== Activity ==
Write the records out once more, so that nothing differs from the original.

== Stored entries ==
PR #6311, opened 2017-02-04
SslHandler avoid calling wrap/unwrap when unnecessary

Scottmitch:
Motivation:
The SSLEngine wrap and unwrap methods can be called in a way that has no side effects, but this could involve costly validation and allocation. The SslHandler should avoid calling into these methods if possible.

Modifications:
- wrapNonAppData should provide additional status which can be used by wrap to breakout early if possible

Result:
SslHandler invokes the SSLEngine less.

### DIFF
--- a/handler/src/main/java/io/netty/handler/ssl/SslHandler.java
+++ b/handler/src/main/java/io/netty/handler/ssl/SslHandler.java
@@ -725,8 +725,13 @@ public class SslHandler extends ByteToMessageDecoder implements ChannelOutboundH
         }
     }
 
-    // This method will not call setHandshakeFailure(...) !
-    private void wrapNonAppData(ChannelHandlerContext ctx, boolean inUnwrap) throws SSLException {
+    /**
+     * This method will not call
+     * {@link #setHandshakeFailure(io.netty.channel.ChannelHandlerContext, Throwable, boolean)} or
+     * {@link #setHandshakeFailure(io.netty.channel.ChannelHandlerContext, Throwable)}.
+     * @return {@code true} if this method ends on {@link SSLEngineResult.HandshakeStatus#NOT_HANDSHAKING}.
+     */
+    private boolean wrapNonAppData(ChannelHandlerContext ctx, boolean inUnwrap) throws SSLException {
         ByteBuf out = null;
         ByteBufAllocator alloc = ctx.alloc();
         try {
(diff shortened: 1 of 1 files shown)


normanmaurer:
@Scottmitch please check unit test failures.

handler/src/main/java/io/netty/handler/ssl/SslHandler.java
```diff
@@ -1113,6 +1117,7 @@ private boolean unwrap(
         try {
             // Only continue to loop if the handler was not removed in the meantime.
             // See https://github.com/netty/netty/issues/5860
+            unwrapLoop:
             while (!ctx.isRemoved()) {
```
normanmaurer: @Scottmitch can you put this in front of the while just to make it more clear:

```
unwrapLoop: while(....)
```

Scottmitch: sure done

handler/src/main/java/io/netty/handler/ssl/SslHandler.java
```diff
@@ -725,8 +725,11 @@ private void finishWrap(ChannelHandlerContext ctx, ByteBuf out, ChannelPromise p
         }
     }
 
-    // This method will not call setHandshakeFailure(...) !
-    private void wrapNonAppData(ChannelHandlerContext ctx, boolean inUnwrap) throws SSLException {
+    /**
+     * This method will not call setHandshakeFailure(...) !
```
normanmaurer: @Scottmitch as you changed this to java docs please use `{@link #setHandshakeFailure(.....`

handler/src/main/java/io/netty/handler/ssl/SslHandler.java
```diff
@@ -1163,7 +1167,9 @@ private boolean unwrap(
                     case NEED_UNWRAP:
                         break;
                     case NEED_WRAP:
-                        wrapNonAppData(ctx, true);
+                        if (wrapNonAppData(ctx, true) && length == 0) {
```
normanmaurer: can you add some comments why its ok to break the loop in this case ?

handler/src/main/java/io/netty/handler/ssl/SslHandler.java
```diff
@@ -1196,7 +1202,9 @@ private boolean unwrap(
                             flushedBeforeHandshake = false;
                             wrapLater = true;
                         }
-
+                        if (length == 0) {
```
normanmaurer: can you add some comments why its ok to break the loop in this case ?

handler/src/main/java/io/netty/handler/ssl/SslHandler.java
Scottmitch: done

normanmaurer:
@Scottmitch ship it

Scottmitch:
4.1 (6353c22) 4.0 (ab65b1e)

== Result of the exercise ==
PR #6311, opened 2017-02-04
SslHandler avoid calling wrap/unwrap when unnecessary

Scottmitch:
Motivation:
The SSLEngine wrap and unwrap methods can be called in a way that has no side effects, but this could involve costly validation and allocation. The SslHandler should avoid calling into these methods if possible.

Modifications:
- wrapNonAppData should provide additional status which can be used by wrap to breakout early if possible

Result:
SslHandler invokes the SSLEngine less.

### DIFF
--- a/handler/src/main/java/io/netty/handler/ssl/SslHandler.java
+++ b/handler/src/main/java/io/netty/handler/ssl/SslHandler.java
@@ -725,8 +725,13 @@ public class SslHandler extends ByteToMessageDecoder implements ChannelOutboundH
         }
     }
 
-    // This method will not call setHandshakeFailure(...) !
-    private void wrapNonAppData(ChannelHandlerContext ctx, boolean inUnwrap) throws SSLException {
+    /**
+     * This method will not call
+     * {@link #setHandshakeFailure(io.netty.channel.ChannelHandlerContext, Throwable, boolean)} or
+     * {@link #setHandshakeFailure(io.netty.channel.ChannelHandlerContext, Throwable)}.
+     * @return {@code true} if this method ends on {@link SSLEngineResult.HandshakeStatus#NOT_HANDSHAKING}.
+     */
+    private boolean wrapNonAppData(ChannelHandlerContext ctx, boolean inUnwrap) throws SSLException {
         ByteBuf out = null;
         ByteBufAllocator alloc = ctx.alloc();
         try {
(diff shortened: 1 of 1 files shown)


normanmaurer:
@Scottmitch please check unit test failures.

handler/src/main/java/io/netty/handler/ssl/SslHandler.java
```diff
@@ -1113,6 +1117,7 @@ private boolean unwrap(
         try {
             // Only continue to loop if the handler was not removed in the meantime.
             // See https://github.com/netty/netty/issues/5860
+            unwrapLoop:
             while (!ctx.isRemoved()) {
```
normanmaurer: @Scottmitch can you put this in front of the while just to make it more clear:

```
unwrapLoop: while(....)
```

Scottmitch: sure done

handler/src/main/java/io/netty/handler/ssl/SslHandler.java
```diff
@@ -725,8 +725,11 @@ private void finishWrap(ChannelHandlerContext ctx, ByteBuf out, ChannelPromise p
         }
     }
 
-    // This method will not call setHandshakeFailure(...) !
-    private void wrapNonAppData(ChannelHandlerContext ctx, boolean inUnwrap) throws SSLException {
+    /**
+     * This method will not call setHandshakeFailure(...) !
```
normanmaurer: @Scottmitch as you changed this to java docs please use `{@link #setHandshakeFailure(.....`

handler/src/main/java/io/netty/handler/ssl/SslHandler.java
```diff
@@ -1163,7 +1167,9 @@ private boolean unwrap(
                     case NEED_UNWRAP:
                         break;
                     case NEED_WRAP:
-                        wrapNonAppData(ctx, true);
+                        if (wrapNonAppData(ctx, true) && length == 0) {
```
normanmaurer: can you add some comments why its ok to break the loop in this case ?

handler/src/main/java/io/netty/handler/ssl/SslHandler.java
```diff
@@ -1196,7 +1202,9 @@ private boolean unwrap(
                             flushedBeforeHandshake = false;
                             wrapLater = true;
                         }
-
+                        if (length == 0) {
```
normanmaurer: can you add some comments why its ok to break the loop in this case ?

handler/src/main/java/io/netty/handler/ssl/SslHandler.java
Scottmitch: done

normanmaurer:
@Scottmitch ship it

Scottmitch:
4.1 (6353c22) 4.0 (ab65b1e)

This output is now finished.